[Stored data entries]
PR #1255, opened 2026-04-25
fix: write execution file when SDK throws

### LINKED ISSUE #1226: execution_file output not written when SDK throws on error_max_turns
## Bug Description

When Claude Code reaches the maximum number of turns (`error_max_turns`), the `execution_file` output is not written to disk. The execution data (messages, cost, turn count, duration) is accumulated in memory and the result object is printed to stdout, but the file at `$RUNNER_TEMP/claude-execution-output.json` is never created.

## Root Cause

In `base-action/src/run-claude-sdk.ts`, the file write happens **after** the `for await` loop's try/catch block:

```typescript
try {
  for await (const message of query(...)) {
    messages.push(message);
    // ...
  }
} catch (error) {
  console.error("SDK execution error:", error);
  throw new Error(`SDK execution error: ${error}`);
}

// This code is never reached when the SDK throws
try {
  await writeFile(EXECUTION_FILE, JSON.stringify(messages, null, 2));
  result.executionFile = EXECUTION_FILE;
} catch (error) {
  core.warning(`Failed to write execution file: ${error}`);
}
```

When the SDK throws (e.g., `Claude Code returned an error result: Reached maximum number of turns`), the catch block re-throws before the `writeFile` call is reached.

## Impact

- The `execution_file` output is empty, so downstream steps that depend on it (e.g., extracting cost, turn count, duration, tool error counts) get no data
- The result object **is** printed to stdout (with `num_turns`, `total_cost_usd`, `duration_ms`, `subtype: "error_max_turns"`), but the file is absent — consumers can't access the structured data
- This affects any workflow that uses `steps.<id>.outputs.execution_file` for post-run metrics or diagnostics

## Expected Behavior

The execution file should be written regardless of whether the SDK throws. The `messages` array is already populated with all conversation turns up to the point of failure — writing it to disk before re-throwing preserves diagnostic data.

## Suggested Fix

Move the `writeFile` call into a `finally` block, or write the file in the `catch` block before re-throwing:

```typescript
} catch (error) {
  console.error("SDK execution error:", error);
  // Write partial execution data before re-throwing
  try {
    await writeFile(EXECUTION_FILE, JSON.stringify(messages, null, 2));
    result.executionFile = EXECUTION_FILE;
  } catch (writeError) {
    core.warning(`Failed to write execution file: ${writeError}`);
  }
  throw new Error(`SDK execution error: ${error}`);
}
```

## Environment

- `claude-code-action@v1` (SHA: `905d4eb99ab3d43143d74fb0dcae537f29ac330a`)
- Bedrock mode with `--max-turns` set

Jerry2003826:
Fixes #1226

## Summary
- Persist the SDK message log before rethrowing SDK execution errors.
- Reuse the same execution-file writer on success and error paths.
- Add regression coverage for SDK errors after partial output.

## Root Cause
`runClaudeWithSdk` only wrote `EXECUTION_FILE` after the SDK async iterator completed. When `query()` threw, for example with `error_max_turns`, the catch path rethrew before writing the partial message log.

## Validation
- `bun test test/run-claude-sdk.test.ts`
- `bun test`
- `bun run typecheck`
- `bunx prettier --check src/run-claude-sdk.ts test/run-claude-sdk.test.ts`

Note: full `bun run format:check` on this Windows checkout reports pre-existing formatting/line-ending issues across unrelated files, so I verified the changed files with Prettier directly.

### DIFF
--- a/base-action/src/execution-file.ts
+++ b/base-action/src/execution-file.ts
@@ -1,0 +1,42 @@
+import * as core from "@actions/core";
+import { existsSync } from "fs";
+import { writeFile } from "fs/promises";
+import { join } from "path";
+
+const EXECUTION_FILENAME = "claude-execution-output.json";
+
+export function getExecutionFilePath(): string | undefined {
+  if (!process.env.RUNNER_TEMP) {
+    return undefined;
+  }
+  return join(process.env.RUNNER_TEMP, EXECUTION_FILENAME);
+}
+
+export async function writeExecutionFile(
+  messages: unknown[],
+): Promise<string | undefined> {
+  const executionFile = getExecutionFilePath();
+  if (!executionFile) {
+    core.warning("Failed to write execution file: RUNNER_TEMP is not set");
+    return undefined;
+  }
+
+  try {
+    await writeFile(executionFile, JSON.stringify(messages, null, 2));
+    console.log(`Log saved to ${executionFile}`);
+    return executionFile;
+  } catch (error) {
+    core.warning(`Failed to write execution file: ${error}`);
+    return undefined;
+  }
+}
+
+export function setExecutionFileOutputIfPresent(): string | undefined {
+  const executionFile = getExecutionFilePath();
+  if (!executionFile || !existsSync(executionFile)) {
+    return undefined;
+  }
+
+  core.setOutput("execution_file", executionFile);
+  return executionFile;
+}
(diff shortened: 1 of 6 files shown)


dhendry:
Woohoo, https://github.com/anthropics/claude-code-action/issues/1226 has been a real pain for me. Excited to see this getting fixed. Thanks @Jerry2003826 !

ashwin-ant (approved):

Task objective:
Each line of the data that holds the word "writing" should be copied.

Answer to the problem:
The execution file should be written regardless of whether the SDK throws. The `messages` array is already populated with all conversation turns up to the point of failure — writing it to disk before re-throwing preserves diagnostic data.
`runClaudeWithSdk` only wrote `EXECUTION_FILE` after the SDK async iterator completed. When `query()` threw, for example with `error_max_turns`, the catch path rethrew before writing the partial message log.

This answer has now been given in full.